The sharp rise in GST collection in March could be a false indicator if further rate reforms are delayed
The amount of goods and services tax (GST) collected in March 2021 has triggered a wave of celebrations within the government and even among the analyst community. This is not entirely unexpected. At Rs 1.24 trillion in the last month of 2020-21, it is the highest monthly collection since the launch of GST in July 2017. What’s more, the collection in March meant that for the sixth month running, in a pandemic year, the government has managed to get more than Rs 1 trillion in its GST kitty.
Does it then mean that the GST numbers reflect the economic recovery that was keenly awaited? Does it also mean that the many glitches in the GST collection system have been removed, giving rise to a general revenue buoyancy? And finally, should this embolden the government, in the Centre and states, to go for further rationalisation of tax rates and inclusion of petrol and diesel under GST? Any attempt to answer these questions will require a deeper understanding and analysis of the GST collection numbers.
First, it is important to recognise that the March collection numbers do not reflect the tax payment on the goods and services transactions that took place in March. In the GST system, taxes are usually paid about a month after the transactions, based on the filing of returns and adjustment of refunds. It is, therefore, reasonable to assume that the buoyancy in tax revenue in March 2021 is based on the transactions that took place in February. This is not the usual bump in revenue collection that is witnessed in the last month of a financial year.

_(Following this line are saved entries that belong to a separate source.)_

PR #463, opened 2019-02-21
Support saturating instructions

pranavk:
This is a draft pull request. Work still in progress. I need to add more tests. Right now only one small test to test the basic functionality (which works).

### DIFF
--- a/lib/Extractor/Candidates.cpp
+++ b/lib/Extractor/Candidates.cpp
@@ -508,6 +508,7 @@ Inst *ExprBuilder::buildHelper(Value *V) {
     LibFunc Func;
     if (auto II = dyn_cast<IntrinsicInst>(Call)) {
       Inst *L = get(II->getOperand(0));
+      Inst *R = get(II->getOperand(1));
       switch (II->getIntrinsicID()) {
         default:
           break;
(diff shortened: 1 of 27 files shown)


regehr:
great!
I don't want to merge until llvm 8 is really out
if you have time in the meantime, add the other saturating instructions
I'll look over your code now

lib/Extractor/Candidates.cpp
```diff
@@ -563,6 +563,11 @@ Inst *ExprBuilder::buildHelper(Value *V) {
           Inst *Overflow = IC.getInst(Inst::UMulO, 1, {L, R}, /*Available=*/false);
           return IC.getInst(Inst::UMulWithOverflow, L->Width+1, {Mul, Overflow});
         }
+        case Intrinsic::sadd_sat: {
+	  // TODO: Factor out *R
+	  Inst *R = get(II->getOperand(1));
+	  return IC.getInst(Inst::SAddSat, L->Width, {L, R}, /*Available=*/false);
```
regehr: why false for available?

regehr:
ok code looks great except:
- thing I noted
- we require parser support
- need quite a few more tests, think like Roman

regehr:
ok I see you made a change to the parser -- is this all that's required?

lib/Extractor/Candidates.cpp
pranavk: i am not sure really yet how it affects things. Yeah, from the pattern of other instructions above, it should be true (which is also the default if i don't mention it).

pranavk:
the one test that i added passed; so, i guess this is all that's required in the parser to make it work. i'll fix things as i notice them while adding newer tests

regehr:
look at @LebedevRI's tests for the funnel shift patch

Any judgement on whether the March numbers reflect sustainable growth in GST collection should have ideally awaited the numbers that will be out in May. But, with the resurgence of Covid-19 infections and the consequent restrictions being imposed on economic activities, even such a judgement has to wait for a few more months.
GST collection in March 2021 also needs to be placed in the context of a slightly longer timeframe. GST revenue of Rs 1.24 trillion in March 2021 represents a 27 per cent increase over the collection in March 2020. And if you compare the March 2021 collection with that in March 2019, the growth in revenue comes to a lower figure of 16 per cent.
The puzzle begins here. Remember that the pace of economic activity had begun to be adversely affected only from the third week of March 2020 in view of the Covid-19 outbreak. Since the March 2020 collection was based on transactions in the previous month, which was relatively free from any adverse impact of the pandemic, it would be reasonable to assume that they reflected a general slowdown, yet to be impacted by Covid-19.
So, the March 2021 growth in GST collection looks quite impressive. In any case, a growth rate of 16 to 27 per cent should cheer anybody under any circumstances. And yet, there is no certainty that this growth momentum can be maintained in April 2021 or in the succeeding months, thanks to the resurgence of the Covid-19 cases.
A close look at the monthly GST collection in 2020-21, 2019-20 and 2018-19 is also instructive. Even though GST collection in 2019-20 should not have been adversely affected by Covid-19, the overall revenue showed signs of an economic slowdown. For the entire year of 2019-20, the total GST collection grew by less than 4 per cent over 2018-19. On a month-on-month basis also, the growth rate in 2019-20 over the previous year reached double digits only once during the whole year and saw a contraction in as many as three months.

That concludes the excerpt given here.